Need help/advice on gift giving traditions!!!

I know that in some family traditions, the bride's parents are supposed to give gifts to the groom's close family members. My FI is Gujrati and my parents asked his parents about what kinds of traditions they would like to honor, which close family members they should give gifts to, and what kinds of gifts they should get for them. My FI's parents gave my parents a list of about 17 people/families and said that the most convenient gifts to give would probably be cash gifts in an envelope since everyone lives mostly in the U.S.

So my parents have no idea about what amount to give everyone, and neither do I!  My parents certainly don't want to seem cheap, but giving cash to 17 families is a lot of money!  So I thought I would ask you girls for some help - what amount do you think is appropriate for all the family members? And what amount is appropriate for his immediate family members (e.g. his dad)? We already bought saris for his mom and two sisters. Thanks in advance!!! :)

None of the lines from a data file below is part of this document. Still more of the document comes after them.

PR #5786, opened 2024-07-08
fix(mssql): only escape strings and unicode strings when necessary

### LINKED ISSUE #5811: MsSQL driver stores newline (\n) as plaintext (\\n)
### Describe the bug

When persisting a text property in MsSQL, any `\n` gets encoded as `\\n`. I can't figure out whether this is happening in MikroORM or Tedious.

### Reproduction

I will supply a PR with a failing test.

@mikro-orm/mssql

### MikroORM version

6.2.9

### Node.js version

v20.15.1

### Operating system

PopOS 22.04

### Validations

SteadEXE:
This PR tries to fix an issue with string being escaped when it's not needed.
For dialects other than MySQL, a path like `\\path\to\directory` will get inserted as `\\\\path\\to\\directory`.

Closes #5811


tests/platforms/SqlPlatform.mssql.test.ts
```diff
@@ -0,0 +1,43 @@
...
+  @Property({ type: 'string', length: 255 })
+  path?: string;
+
+}
+
+describe('MsSqlPlatform', () => {
+  let orm: MikroORM;
+
+  beforeAll(async () => {
+    orm = await initORMMsSql({
```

Re: Need help/advice on gift giving traditions!!!

  • We gave gift cards to the guys as did my husband's side. I talked to my husband and we came to an agreement about how much everyone was getting. I know it may not be the "normal" thing to do but this way no one cld say anything about it. Hope this helps!
  • Omg! Does that mean my family has to give my FI's side cash envelopes? My Fi is guju as well and this topic hasn't been brought up...yet. I hope someone can give us more deets!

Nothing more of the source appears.